PR #2083, opened 2026-05-14
refactor(mobile): unified joystick input via gui_input

### LINKED ISSUE #1998: [Bug] pointer-filter: 'block' not working on mobile - click events pass through UI to 3D entities
## Device Information

- **Device:** iPhone 15
- **App Version:** 458

## Description

`pointer-filter: 'block'` is not working properly on mobile UIs. The pointer interaction goes through the UI, allowing users to interact with 3D entities behind it.

## Expected Behavior

Users should not be able to click 3D entities located behind a UI with `pointer-filter: 'block'`.

## Actual Behavior

When a UI element with `pointer-filter: 'block'` is open, pointer events still pass through to 3D entities behind it. The 3D entities remain interactive (hover text appears, click handlers trigger).

## Reproduction Steps

1. Jump into the "Dead Surge" scene deployed at `thecodingcave.dcl.eth`
2. Open the shop by clicking the NPC
3. While the shop UI is open, notice that the NPC behind the UI still receives pointer events
4. The NPC hover text ("Open Store") and pointer down interaction can still be triggered through the UI

## Screenshots

Screenshots/videos are available but need to be uploaded manually to this issue (GitHub API limitation).

---

Requested by Agustin Carriso via Slack

EibrielInv:
## Summary

Unifies mobile input handling on Godot's native `gui_input` + `MOUSE_FILTER_STOP` arbitration, and closes a gap where `pointerFilter: 'block'` UI didn't actually block 3D entity clicks.

**Joystick (original scope)**

- Migrate the virtual joystick from a global `_input` listener to `gui_input` on its `ActiveArea` Control with `MOUSE_FILTER_STOP`. Godot now handles touch routing natively, removing the custom HUD/scene-UI hit-tests (`_is_hud_ui_at_position`, `_is_scene_ui_at_position`, `_is_point_inside_joystick_area`, `_check_children_for_pointer_control`).
- Fix camera-lock in `PlayerMobileInput`: a second finger landing on the joystick capture area is no longer mis-classified as a two-finger gesture. `gui_input` runs after `_input`, so we probe `ActiveArea.get_global_rect()` directly. Also tracks chat touch indices for clean release and resets `_two_fingers` when either touch lifts.
- `ActiveArea` now owns its lifecycle: `MOUSE_FILTER_STOP` normally, `MOUSE_FILTER_IGNORE` while a Godot-side menu is open.
- Include chat notifications in `ChatPanel.is_interactive_area_at` so taps on visible notifications don't bleed through as camera drags.

**Camera-drag catcher (symmetric to the joystick)**

- Add `MobileCameraInput` — a full-screen `Control` at child index 0 of `%UI`, `mouse_filter = STOP`. Owns mobile camera drag, two-finger detection, and cinematic-mode `ia_pointer` emission via `gui_input`. Godot's native input arbitration now answers "is UI on top?" for camera-drag the same way the joystick already does.
- **Reorder `%UI` children** so `SceneUIContainer` sits *after* `SafeMarginContainerHUD`. Godot's reverse-tree-order walk now reaches Scene UI's STOP Controls before the joystick's `ActiveArea`, so interactive Scene UI (`UiBackground` with `PointerEvents`, or `pointerFilter='block'`) blocks the joystick instead of losing to it. Visual order is unchanged — Scene UI's `z_index = CANVAS_ITEM_Z_MIN + 1000` keeps it rendered behind HUD.
- Set `focus_mode = None` on the joystick's `Button_Camera` so tapping it no longer captures keyboard focus and silently swallows subsequent `Input.action_press` calls (which broke the joystick + camera rotation after any camera-mode toggle until another control re-grabbed focus).

**`pointerFilter: 'block'` actually blocks the raycast**

- The 3D physics raycast in `SceneManager::get_current_mouse_entity` doesn't consult the Godot UI tree, so before this change a block UI failed to stop clicks reaching world entities whenever `ia_pointer` fired from a path that bypasses `gui_input` (mobile joypad interact button, desktop key, gamepad button).
- Add a thread-local `UiBlockerRegistry` maintained by `DclUiControl::update_mouse_filter`: every transition into `MOUSE_FILTER_STOP` inserts the Control, every transition back removes it. The set is consulted in `get_current_mouse_entity` right after computing `screen_point`; if any registered, visible blocker contains the point, we return `None` so no `PetDown` fires. O(blockers) per frame instead of O(all Scene-UI controls).
- No `exit_tree` handler — `scene_ui` reparents Controls during initial tree reorganization, which fires `exit_tree` without the Control being destroyed. Lazy `is_instance_valid()` pruning in `blocks_point` handles the real free path correctly.

**Cleanup**

- Delete the now-unreachable HUD hit-test chain: `chat_panel.is_interactive_area_at`, `chat.is_interactive_area_at`, `chatbar.is_point_inside`, `notifications.is_point_over_notification`.
- Inline the camera-mode-set listener into `Player`. `PlayerMobileInput`'s only remaining job after the catcher was forwarding `Global.camera_mode_set`, identical to `PlayerDesktopInput`'s. Delete `player_mobile_input.gd` entirely and drop the duplicate handler from `player_desktop_input.gd`.
- Remove `_on_ui_root_gui_input` from `explorer.gd`; the catcher subsumes its cinematic-pointer flow.

### Joystick
- [ ] On mobile, joystick movement works in FIXED and DYNAMIC modes.
- [ ] Camera rotation works when touching the non-joystick area.
- [ ] Tapping/dragging on chat or chat notifications no longer rotates the camera.
- [ ] **Regression**: start rotating the camera with finger A, then drop finger B on the joystick — camera should keep rotating, no lock-up.
- [ ] Opening/closing a Godot-side menu correctly toggles `ActiveArea`'s `mouse_filter`.

### Camera-drag catcher
- [ ] Drag in empty world space rotates the camera as before; clamps in first/third person match prior behavior.
- [ ] Cinematic / virtual-camera mode: tapping a 3D entity still fires `ia_pointer` and the scene receives the pointer event.
- [ ] After tapping `Button_Camera` to switch between first/third person, the joystick and camera-drag both keep working (focus_mode regression).
- [ ] Tapping a Scene UI element (any `UiBackground` with `PointerEvents`) no longer also rotates the camera.

### `pointerFilter: 'block'` and Scene UI input priority
- [ ] Place a `UiBackground` with `pointerFilter='block'` over the crosshair on mobile non-cinematic, then press the joypad interact button. The 3D entity behind the UI must **not** receive `onMouseDown`.
- [ ] Negative control: remove the block (or set `pointerFilter='none'`) — entity should fire as before.
- [ ] Desktop: clicking a 3D entity through a block UI must not fire it.
- [ ] Scene UI with `onMouseDown` continues to fire on tap; joystick does not also activate.
- [ ] Scene UI scroll/drag inside the joystick's bottom-left ActiveArea now works (Scene UI wins arbitration over the joystick).

Closes #1998


kuruk-mm (approved):
looks great!

Issue #1328, opened 2026-01-26
Modal: Cross Platform Disconnection Modal


rodrigo685:
Adjust modals to new design provided by Eli

<img width="1270" height="702" alt="Image" src="https://github.com/user-attachments/assets/14c94436-42fc-4b93-a56c-a8615dc3e76f" />

PR #2085, opened 2026-05-15
fix: route DuplicateIdentity disconnect to modal + sign-out flow

### LINKED ISSUE #1742: [Bug]: Multi-device login with same account not disconnecting previous session
### Platform
Mobile (Android) and Unity client interaction

### App Version
v318

### Device Information
iOS // Android

### Issue Description
When logging in with the same account on both mobile and Unity client simultaneously, the system should disconnect the previous session but instead both sessions remain active, causing synchronization issues between clients.

### Expected Behavior
When logging in with the same account from a different device/client, the previous session should be automatically disconnected to prevent conflicts.

Image

### Actual Behavior
Both sessions remain active with the following issues:
- **Mobile client**: Appears to behave normally (needs further testing for live streams, games, etc.)
- **Unity client**: Other users flash in and out of existence
- **Other users' perspective**: The avatar appears and disappears repeatedly, though communication still works
- **Chat functionality**: 
  - Messages typed on mobile do not display
  - Messages typed in Unity client do show up in chat

### Steps to Reproduce
1. Log in to Decentraland using the same account on mobile client
2. Log in to Decentraland using the same account on Unity client (without logging out from mobile)
3. Observe that both sessions remain active
4. Notice avatar synchronization issues and chat message inconsistencies

### Occurrence
Not specified

---
Requested by Rodri via Slack

kuruk-mm:
Fixes #1742, #1328

## Summary

- **`DuplicateIdentity` silently dropped.** LiveKit sends `Disconnected` with `H160::zero()`, so `MessageProcessor` filtered it as a non-peer event — no UI, scene room stuck in a 5s reconnect loop. Now routed as a room-level event, parallel to `RoomMetadataChanged`.
- **Disconnect overlay → `ModalManager`.** Replaced the hand-rolled overlay with `async_show_session_ended_modal` (SIGN IN/EXIT) and room-closed/disconnected variants (RECONNECT/EXIT). SIGN IN reuses `Global.sign_out()`.
- **Guard `SceneManager`** against a freed `player_avatar_node` after `change_scene_to_file`.

## Test plan

- [ ] Dual sign-in → modal + SIGN IN routes to lobby, no panic
- [ ] Transient disconnect → RECONNECT/EXIT works
- [ ] Ban-kicked modal unchanged


regenesis-claw (approved):
Clean fix — good root-cause analysis on the `H160::zero()` filtering, and the modal migration + SceneManager guards are solid.

**What I checked (following REVIEW.md):**

### Pre-flight
- ✅ **iOS build**: present and green (PR touches `lib/src/comms/`).
- ⚠️ **Branch is 5 commits behind main** (protocol bump, UI scroll, cleanup). None overlap with comms/disconnect/modal code, so the diff is still trustworthy — but worth rebasing before merge.

### Findings

All clear — no blockers.

1. **Rust – early `Disconnected` routing** (`message_processor.rs`): correctly moves the disconnect-reason capture above the `is_player_address` gate so `H160::zero()` room-level events are no longer silently dropped. The old match arm is now documented as unreachable and kept as a no-op — fine for safety, though it could be replaced with a `tracing::warn!` if it ever fires unexpectedly.

2. **Rust – `player_avatar_node` validity guards** (`scene_manager.rs`): two `is_instance_valid()` checks prevent dangling-ref crashes after `change_scene_to_file` during sign-out. Both are in the right spots (tick entry and the pointer/raycast block in `INode`).

3. **GDScript – disconnect overlay → ModalManager**: the ~80-line hand-rolled `ColorRect` overlay is replaced with three clean delegates to `modal_manager`. Signal wiring in `_ready()` is safe here — `DisconnectHandler` is a scene node, not an autoload, so `Global.modal_manager` is already initialized.

4. **GDScript – `modal_manager.gd` additions**: the private `_async_show_disconnect_modal` helper + `_disconnect_button_signals()` call before reconnecting is the correct pattern to avoid stacking handlers. `blocker = true` is appropriate for session-ending modals.

5. **REASON_KICKED**: not handled in `_show_disconnect_modal` — verified this is intentional since kicked/banned users are routed through the ban modal path earlier in `_on_disconnected`.

Approving. Consider rebasing onto current main before merge.

Requested by Mateo via Slack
________________________________________
▶ REQUIRED WORK
Only those lines of the entries above that run from the line containing "3. While the" to the line containing "## Screenshots", both included, should be transcribed exactly.

▶ RESULT OF THIS EXERCISE
3. While the shop UI is open, notice that the NPC behind the UI still receives pointer events
4. The NPC hover text ("Open Store") and pointer down interaction can still be triggered through the UI

## Screenshots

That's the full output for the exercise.